- [ASSIGNMENT]: Go through the entries one line at a time, and gather every line that has the word "alongside".

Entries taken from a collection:

Issue #562, opened 2026-05-12
[MAIC Editor] Slide surface — first concrete static-display surface


wyuc:
Implements `SceneEditorSurface` for slides — Phase 1's first concrete surface, covering the full slide editing scope per #560. Reusable form components live alongside since they're imported into surface popovers.

Surface registers at module load but no chrome to render it yet — the user-visible part lands in the Pro mode chrome PR.

### Surface plumbing
- `components/edit/use-slide-edit-commands.ts` — orchestrator hook over `slide-ops` + `useHistorySnapshot` + `useCanvasStore`
- `components/edit/surfaces/slide/SlideCanvas.tsx` — wraps existing `slide-renderer/Editor/Canvas`
- `components/edit/surfaces/slide/SlideSurface.tsx` — assembles `SurfaceState`
- `components/edit/surfaces/slide/register.ts` — side-effect registers slideSurface

### Surface contributions
- `components/edit/surfaces/slide/insert-items.tsx` — Text / Shape (rectangle) / Image inserts
- `components/edit/surfaces/slide/commands.tsx` — global commands (ruler / grid)
- `components/edit/surfaces/slide/floating-actions.tsx` — element-type-aware floating popovers covering full Phase 1 capabilities:
  - **Text**: font picker, size, bold / italic / underline, color, alignment, bullet
  - **Shape**: fill color + opacity, outline controls, flip H/V
  - **Image**: replace (upload / URL), border radius, mask color, **crop trigger**, flip H/V
  - **Any**: geometry popover (x/y/w/h/rotate), z-order via overflow `⋯`
  - **Multi-select**: align + distribute popover

### Slide-level surface
- Slide background editor (solid color + image) — surfaced in command bar or dedicated popover; ergonomics decided in chrome PR's design pass

### Reusable form components
- `components/edit/surfaces/slide/inspector-controls.tsx` — TextInput, NumberInput, ColorInput, SwitchRow, FontSelect, OpacityField, FlipControls, OutlineControls, GeometryFields, AlignmentGrid (used inside popovers)
- `components/edit/surfaces/slide/ImagePicker.tsx` — file upload + URL paste; cleanly closes popover after pick
- `components/edit/surfaces/slide/ImageSourceField.tsx` — clean inspector field that hides base64 data URLs

### i18n
- 6-locale `edit.*` namespace: insert / actions / fields / sections / sidebar (all UI strings; no hardcoded text in components)

## Design notes

[...]

Issue #560, opened 2026-05-12
[MAIC Editor] Phase 1 — framework + Slide as first surface (RFC #547)


wyuc:
## What MAIC Editor is — and isn't

MAIC classrooms compose scenes of different kinds. This project builds
the editing framework for the **static display components** in those
classrooms — the parts that present non-interactive content to
learners. It is intentionally **not** a "slide editor": slide is one
form of static display, the most common one today, and the natural
starting point.

The framework treats each static display medium as a pluggable
surface implementing a shared contract (`SceneEditorSurface`).
Phase 1 ships the framework + the **slide surface**.

Beyond Phase 1, the same framework extends to:

- **Richer slide DSL elements** — early experiments with code blocks;
  charts / tables / video / formulas as natural follow-ups
- **New static display media** — HTML-based rendering is being
  explored as a parallel surface alongside slide
- **AI-native authoring (Phase 2)** — an AI editing assistant that
  proposes ops against the existing surface state, leveraging the
  same `SceneEditorSurface` contract (no contract change required)

> Interactive scenes (quiz / PBL / live discussion) are a **different
> paradigm** with separate editing concerns. They are **not**
> intended to plug into `SceneEditorSurface`; when they need editors,
> those live as a sibling framework that may share primitives
> (history kernel, i18n, Pro toggle) but not the chrome contract.

## Design principles

Load-bearing — every sub-PR's scope decision defers to these.

### 1. Round-trip is non-negotiable

Every editing operation in any static display surface must round-trip
cleanly through the corresponding export path (PPTX for slide; future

- [YOUR SOLUTION]:
Implements `SceneEditorSurface` for slides — Phase 1's first concrete surface, covering the full slide editing scope per #560. Reusable form components live alongside since they're imported into surface popovers.
  explored as a parallel surface alongside slide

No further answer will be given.